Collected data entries
·····

PR #1028, opened 2021-10-06
Refactor label stories

jamie-lynch:

Bring the `Label` and `Legend` stories in line with other stories. This will (hopefully) also make the migration work to `@guardian/source-react-components` easier.

## What does this change?

-   Update `Label` and `Legend` stories to follow current recommendations
-   Remove `ts-dedent` as it's no longer needed


jamie-lynch:
The Label stories don't render an input for me in the FireFox snapshots in Chromatic 😕 
This link looks okay in FF: https://guardian.github.io/source/?path=/story/source-src-label-label--demo

jamie-lynch:
image

Not sure why this has happened...

PR #1037, opened 2021-10-07
Add jsx support to `validate-dist`

sndrs:

i'm not sure why it hasn't come up before, but #1033 is breaking because `validate-dist` wasn't set up to handle jsx. this adds support, adopts ES2020 and sorts the config file


sndrs:
this is the wrong fix for the wrong problems ❌

PR #1062, opened 2021-10-13
Add a new rule to disallow `*` imports and exports

jamie-lynch:

Following https://github.com/guardian/source/pull/1044, this PR introduces a new rule which marks import and exporting everything from a source package as an error.

For example:

- `import * as themes from '@guardian/src-foundations/themes'`
- `export * from '@guardian/src-foundations/themes'`

## Why?

This has come to light as part of the migration to fewer, larger packages as we cannot autofix import/export statements that reference everything in a package. In general we don't recommend this approach as:

* It's harder to manage as the package changes
* It's harder to see what a file actually uses from an import
* It's harder for bundlers to deal with
* In the new world, importing everything will be a lot of things

### DIFF
--- a/packages/@guardian/eslint-plugin-source/src/index.ts
+++ b/packages/@guardian/eslint-plugin-source/src/index.ts
@@ -1,7 +1,9 @@
+import { noStarImportsOrExports } from './rules/no-star-imports-or-exports';
 import { validImportPaths } from './rules/valid-import-path';
 
 export const rules = {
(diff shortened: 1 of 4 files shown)


jamie-lynch:
> should this be a draft for now? looks like a lot of stuff from other PRs in there?

Hmm yeah... I thought it would be okay because it's PRed against `source-eslint` but maybe not. I'll mark it as draft for now anyway until the `source-eslint` PR is merged.

PR #1088, opened 2021-10-20
remove unneeded `rollup-plugin-dts`

sndrs:
missed in #1087


jamie-lynch:
It looks like we need this for source-react-components (https://github.com/guardian/source/pull/1160) so maybe we should keep this everywhere for now?

jamie-lynch:
> It looks like we need this for source-react-components (#1160) so maybe we should keep this everywhere for now?

I'm going to close this for now based on #1160. Let's revisit it once we've moved the code across to v4 and there's less magic in the build process.

PR #1089, opened 2021-10-21
Split the ESLint plugin into two packages

jamie-lynch:

This PR updates the eslint plugin provided to be two separate packages that refer to the `@guardian/source-foundations` and `@guardian/source-react-components` packages. This allows us to keep the plugin versions in sync with the packages that they refer to, and to have those packages as peer dependencies so that users will be warned if they have incompatible versions installed.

·····

Exercise details
Go through the records and report each line that contains "harder".

Output below
* It's harder to manage as the package changes
* It's harder to see what a file actually uses from an import
* It's harder for bundlers to deal with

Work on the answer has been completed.